**The problem:**
Could you set down exactly the lines of the data below, starting at the one that holds "The implementation of" and ending at the one that holds "bazelbuild/rules_docker#1126", both included, and only those?

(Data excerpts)
PR #905, opened 2023-07-12
fix: add missing defaults

npalm:
While checking the PR, I was not able to switch from main to the refactory-varialbes branch for the example-default.

- fix a missing default
- add a null check in stated of a string check


kayman-mk:
Good spot, thanks!

Issue #9364, opened 2019-09-10
Error messaging when BUILD file not present at top level directory is unclear


nlopezgi:
### Description of the problem / feature request:

`go_repository` now reads a configuration file, which, by default is WORKSPACE in the main workspace. 
The implementation of this feature is such that the error messaging when the file is not present is as follows: 
```
ERROR: Analysis of target '//src/hack/project:image' failed; build aborted: no such package '@com_github_google_go_containerregistry//pkg/v1': Unable to load package for //:WORKSPACE: BUILD file not found in any of the following directories.
 - /local/path/to/my/git/repository
```
This error message is already causing issues for rules_docker customers, as now this BUILD file is needed in all projects that depend transitively on gazelle. 

Please see https://github.com/bazelbuild/bazel-gazelle/issues/609#issuecomment-530017922

Also related: 
bazelbuild/rules_docker#1139
bazelbuild/rules_docker#1126

### Feature requests: what underlying problem are you trying to solve with this feature?

I would like to have better messaging for this type of errors.

### Bugs: what's the simplest, easiest way to reproduce this bug? Please provide a minimal example if possible.

Depend on gazelle (latest version) from a project that does not have a root BUILD file

fyi @laurentlb

aehlig:
> `BUILD file not found at the top level directory`
> would be a good start

Such a message without context would give the wrong impression that there were a requirement to have a `BUILD` file next next to the `WORKSPACE` file, which, however, is not a requirement. It is perfectly fine to not have a package for the empty string, as long as no one references the empty string as a package name. In that respect, "top level" is no different than any other package name: only those packages referenced somewhere have to exist.

Therefore, I also wouldn't call ...

> So user has to work out that the two first references above are misleading,

... the first two references misleading; instead they give the needed context on where the offending reference was found (keep in mind that `bazel` has no means of knowing whether your source layout does or does not intend to have a package with name `''`). It simply follows the standard pattern of all `bazel` error messages that a lot of users find useful.
- First it states which of targets `bazel` was asked to build failed; this information is not redundant, as the command line accepts target patters that can, in general, expand to several targets.
- Then it mentions the root cause, in this case a package depended upon that does not exist.
- Finally, it gives information on the root cause. In this case, why that package does not exist: it has a definition, but that definition depends on an invalid label `//:WORKSPACE`.
- It also explains why the label `//:WORKSPACE` is invalid: that label requires the package `''` to exist, but it found no `BUILD` file for that package.
[...]

PR #9385, opened 2019-09-13
Improve package loading error message on directories without BUILD files

jin:
Let's inform the user that BUILD files turn directories into packages.

Fixes https://github.com/bazelbuild/bazel/pull/9364


indera-shsp:
Does this mean a `BUILD.bazel` or a `BUILD` file?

**Exercise response:**
The implementation of this feature is such that the error messaging when the file is not present is as follows: 
```
ERROR: Analysis of target '//src/hack/project:image' failed; build aborted: no such package '@com_github_google_go_containerregistry//pkg/v1': Unable to load package for //:WORKSPACE: BUILD file not found in any of the following directories.
 - /local/path/to/my/git/repository
```
This error message is already causing issues for rules_docker customers, as now this BUILD file is needed in all projects that depend transitively on gazelle. 

Please see https://github.com/bazelbuild/bazel-gazelle/issues/609#issuecomment-530017922

Also related: 
bazelbuild/rules_docker#1139
bazelbuild/rules_docker#1126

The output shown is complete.